5. Nell'apposito modulo elettronico di presentazione della
domanda, tenuto conto dell'effettivo possesso dei requisiti che
vengono in tal modo autocertificati ai sensi dell'art. 47 del decreto
del Presidente della Repubblica 28 dicembre 2000, n. 445, i candidati
devono riportare:
a) il cognome, il nome, la data, il luogo di nascita, la
cittadinanza e, se cittadini italiani nati all'estero, il comune
italiano nei cui registri di stato civile e' stato trascritto l'atto
di nascita;
b) il codice fiscale;
c) la residenza, con l'esatta indicazione del numero di codice
di avviamento postale, il domicilio, ove differente dalla residenza,
con l'esatta indicazione del numero di codice di avviamento postale,
nonche' il recapito telefonico e il recapito di posta elettronica
certificata, con l'impegno di far conoscere tempestivamente le
eventuali variazioni;
d) il godimento dei diritti civili e politici;
e) di non essere esclusi dall'elettorato politico attivo;
f) di non essere stati destituiti o dispensati dall'impiego
presso una pubblica amministrazione per persistente insufficiente
rendimento, ovvero non essere stati dichiarati decaduti o licenziati
da un impiego statale, ai sensi dell'art. 127, primo comma, lettera
d), del testo unico delle disposizioni concernenti lo statuto degli
impiegati civili dello Stato, approvato con decreto del Presidente
della Repubblica 10 gennaio 1957, n. 3 e ai sensi delle
corrispondenti disposizioni di legge e dei contratti collettivi
nazionali di lavoro relativi al personale dei vari comparti;
g) di non aver riportato condanne penali, passate in giudicato,
per reati che comportano l'interdizione dai pubblici uffici o di non
avere procedimenti penali in corso di cui si e' a conoscenza, fermo
restando l'obbligo di indicarli in caso contrario;
h) di essere in possesso dell'idoneita' fisica all'impiego;
i) di essere in regola nei riguardi degli obblighi di leva;
j) il possesso del titolo di studio di cui all'art. 2 del
presente bando, con esplicita indicazione dell'universita' che lo ha
rilasciato, della data di conseguimento e del voto riportato;
k) di procedere, ove necessario, all'attivazione della
procedura di equivalenza secondo le modalita' e i tempi indicati
nell'art. 2 del bando;
l) il possesso di eventuali titoli da sottoporre alla
valutazione di cui al successivo art. 7;
m) il possesso di eventuali titoli preferenziali o di
precedenza alla nomina previsti dall'art. 8 del presente bando;
n) l'indicazione dell'eventuale titolarita' delle riserve di
cui all'art. 1 del presente bando e, fermo restando quanto previsto
nelle premesse del presente bando, di cui alla legge 12 marzo 1999,
n. 68;
o) il profilo/i profili, tra quelli indicati all'art. 1 del
presente bando, per cui si intende partecipare.
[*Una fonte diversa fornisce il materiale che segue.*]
PR #14925, opened 2023-08-05
Overhaul contribution docs

queengooborg:
This PR overhauls the contribution docs, performing a few main updates:

- Adds CONTRIBUTING.md with a structure similar to upstream
  - Moves the "Getting started" section in the main readme to there
  - Adds a new section for common contribution types
  - Better explains the setup process
- Updates the general translation guidelines
  - Removes outdated guidelines and adds new ones

PR #15050, opened 2023-08-11
chore(ci): remove 'Check for duplicates' workflow

yin1999:
### Description

Since all open PRs' changed (`add`, `mv`, or `update`) documents in the translated-content repository are in markdown format, I propose to remove the 'Check for duplicates' workflow.

### Motivation

Since we currently only use markdown format, and the documents in the repository are also [updated according to markdown format](https://github.com/mdn/translated-content/pull/14925), I think it's time for us to remove the workflow of checking whether `index.md` is duplicated with the `index.html` document.


queengooborg (approved):
Farewell, redundant workflow, you will (not) be missed!

PR #15051, opened 2023-08-11
fix a typo in the CSS document

EvenZhu:
### Description

Fixed a typo.

### Motivation

I found this text error while reading the documentation, which may cause users to wonder about the technical details described in the document, and the problem will be solved after fixing.


yin1999 (approved):
LGTM. Thanks @EvenZhu.

Issue #10487, opened 2022-12-05
[Meta] Replace @api/deki references


caugner:
## Background

A legacy way of referencing images is to use the magic `/@api/deki` prefix, which is essentially a shortcut for `https://mdn.mozillademos.org`, and this has been **deprecated** similar to using the mozillademos domain itself (https://github.com/mdn/translated-content/issues/10400).

## Problem

There are still 750 occurrences on 606 page of `@api/deki` in mdn/translated-content that need to be replaced.

## Scope

- [x] es (139 pages) #11385
- [x] fr (4 pages) - https://github.com/mdn/translated-content/pull/10727
- [x] ja (16 pages) - https://github.com/mdn/translated-content/pull/10682
- [x] ko (67 pages) https://github.com/mdn/translated-content/pull/10507
- [x] pt-BR (69 pages) #16510
- [x] ru (79 pages) #17260
- [x] zh-CN (171 pages) #10854 #10875 #10907 #10936 #10952 #10953
- [x] zh-TW (61 pages) #10854 #10875

SphinxKnight:
@caugner I'm getting 1 page with 4 occurrences in `fr`. I think the content might have changed/deleted since the creation of this. If you have a couple of spare minutes, I'd appreciate a check for the counts :) (PR incoming for `fr` though : ))

yin1999:
Done for l10n-zh

hochan222:
Done for `l10n-ko`.

Graywolf9:
Done for `es`, Thank you

leon-win:
Done for `ru`

PR #19063, opened 2024-03-29
chore(pt-br): remove the last reference to `@api/deki`

yin1999:
### Description

remove the last reference to `@api/deki`. The replaced example is from [the en-US document](https://github.com/mdn/content/blob/71251662105fbac882aca295c641500175bb9ef1/files/en-us/web/html/element/audio/index.md?plain=1#L317-L320).

I can't speak Portuguese (Brazil), so please check if the translation is correct.

Part of: #10487


josielrocha (approved):
LGTM ;)

PR #19187, opened 2024-04-03
Update fr page for local-link to fit with en-us

ghost:
All is in the title ^^.


SphinxKnight (approved):
Merci @Arthur-GYT :bow:

PR #19233, opened 2024-04-05
zh-cn: fix the markdown rendering error in `function*` statement

kiner-tang:
### Description

Before:

image

After:

image


yin1999 (approved):
Good catch. Thank you @kiner-tang

PR #19347, opened 2024-04-09
[zh-cn] remove scrollbar-color non-standard syntax

sechi747:
### Description

[zh-cn] remove scrollbar-color non-standard syntax
### Motivation

Synchronize with en document, `scrollbar-color` can't set with `dark` or `light` .
Link draft: https://drafts.csswg.org/css-scrollbars/#scrollbar-color


yin1999 (approved):
:+1:

PR #19366, opened 2024-04-10
zh-cn: correct the sourceCommit sha of term "Accessibility"

yin1999:
### Description

correct the sourceCommit sha of term "Accessibility"


yin1999 (commented):
Simple fix, self-approval

PR #19410, opened 2024-04-11
[fr] Follow-up of #18401- localization of SVGs in French

SphinxKnight:
Adding a French version of the diagrams.
AFAICT the rendering looks ok from here (Fx + Chromium)


Mehrm0:
merci d'avoir fusionné la branche.

cw118 (approved):
🙏

PR #19493, opened 2024-04-14
zh-cn: update the translation of `418` status code

yin1999:
### Description

update the translation of `418` status code


jasonren0403 (approved):
👍

PR #19532, opened 2024-04-15
[zh-cn]: empty element replace to void element

T34-active:


yin1999 (approved):
:+1:

T34-active:
Thank you @yin1999

PR #19586, opened 2024-04-18
[zh-cn]: improve the translation of the description of the typed data usage

kiner-tang:


yin1999 (approved):
Good catch, thanks @kiner-tang

PR #19591, opened 2024-04-18
[zh-cn]: update translation of `Comment()` constructor

T34-active:


yin1999 (commented):
One suggestion:

yin1999 (approved):
Thanks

6. I candidati, salvo quanto indicato per chi non sia cittadino
italiano o di uno Stato membro dell'Unione europea, dovranno inoltre
dichiarare esplicitamente di possedere tutti i requisiti di cui
all'art. 2 del presente bando. I titoli non espressamente dichiarati
nella domanda di ammissione al concorso non sono presi in
considerazione.
7. I soggetti di cui all'art. 38 del decreto legislativo 30 marzo
2001, n. 165 devono altresi' dichiarare di essere in possesso dei
requisiti, ove compatibili, di cui all'art. 3 del decreto del
Presidente del Consiglio dei ministri 7 febbraio 1994, n. 174.
8. I candidati con disabilita' dovranno specificare, in apposito
spazio disponibile sul format elettronico, la richiesta di ausili e/o
tempi aggiuntivi in funzione della propria necessita' che andra'
opportunamente documentata ed esplicitata con apposita dichiarazione
resa dalla commissione medico-legale dell'ASL di riferimento o da
equivalente struttura pubblica. La concessione e l'assegnazione di
ausili e/o tempi aggiuntivi sara' determinata a insindacabile
giudizio della commissione esaminatrice, sulla scorta della
documentazione esibita e dell'esame obiettivo di ogni specifico caso.
In ogni caso, i tempi aggiuntivi non eccederanno il 50% del tempo
assegnato per la prova. Tutta la documentazione di supporto alla
dichiarazione resa dovra' essere inoltrata a mezzo posta elettronica
all'indirizzo [email protected] entro e non oltre il 22
novembre 2021, unitamente all'apposito modulo compilato e
sottoscritto che si rendera' automaticamente disponibile on-line e
con il quale si autorizza Formez PA al trattamento dei dati
sensibili. Il mancato inoltro di tale documentazione non consentira'
a Formez PA di fornire adeguatamente l'assistenza richiesta.
9. Eventuali gravi limitazioni fisiche, sopravvenute
successivamente alla data di scadenza prevista al punto precedente,
che potrebbero prevedere la concessione di ausili e/o tempi
aggiuntivi devono essere documentate con certificazione medica, che
e' valutata dalla competente commissione esaminatrice la cui
decisione, sulla scorta della documentazione sanitaria rilasciata
dall'azienda sanitaria che consenta di quantificare il tempo
aggiuntivo ritenuto necessario, resta insindacabile e inoppugnabile.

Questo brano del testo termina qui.